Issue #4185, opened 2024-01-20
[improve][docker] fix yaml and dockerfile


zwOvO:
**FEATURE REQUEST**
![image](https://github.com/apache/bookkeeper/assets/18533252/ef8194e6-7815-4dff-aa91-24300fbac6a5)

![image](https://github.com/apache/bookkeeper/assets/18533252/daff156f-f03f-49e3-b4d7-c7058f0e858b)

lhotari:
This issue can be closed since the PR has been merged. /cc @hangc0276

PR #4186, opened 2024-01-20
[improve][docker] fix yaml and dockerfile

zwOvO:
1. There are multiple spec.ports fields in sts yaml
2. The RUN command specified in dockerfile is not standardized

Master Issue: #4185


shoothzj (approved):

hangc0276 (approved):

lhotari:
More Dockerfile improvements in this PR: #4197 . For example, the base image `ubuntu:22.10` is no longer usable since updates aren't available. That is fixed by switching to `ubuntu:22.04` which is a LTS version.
====
> **THE TASK**: Each line of the material must be restated exactly.

> **WRITTEN ANSWER**:
Issue #4185, opened 2024-01-20
[improve][docker] fix yaml and dockerfile


zwOvO:
**FEATURE REQUEST**
![image](https://github.com/apache/bookkeeper/assets/18533252/ef8194e6-7815-4dff-aa91-24300fbac6a5)

![image](https://github.com/apache/bookkeeper/assets/18533252/daff156f-f03f-49e3-b4d7-c7058f0e858b)

lhotari:
This issue can be closed since the PR has been merged. /cc @hangc0276

PR #4186, opened 2024-01-20
[improve][docker] fix yaml and dockerfile

zwOvO:
1. There are multiple spec.ports fields in sts yaml
2. The RUN command specified in dockerfile is not standardized

Master Issue: #4185


shoothzj (approved):

hangc0276 (approved):

lhotari:
More Dockerfile improvements in this PR: #4197 . For example, the base image `ubuntu:22.10` is no longer usable since updates aren't available. That is fixed by switching to `ubuntu:22.04` which is a LTS version.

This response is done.